# [Dataset excerpt]
════════════════════
PR #184, opened 2018-08-10
Clarify ROS default values will be used in default constructor

dhood:
@mikaelarguedas explained this to me in https://github.com/ros-simulation/gazebo_ros_pkgs/pull/793#discussion_r209356781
════════════════════
The whole of the material above is to be restated exactly.

# [Task answer]
PR #184, opened 2018-08-10
Clarify ROS default values will be used in default constructor

dhood:
@mikaelarguedas explained this to me in https://github.com/ros-simulation/gazebo_ros_pkgs/pull/793#discussion_r209356781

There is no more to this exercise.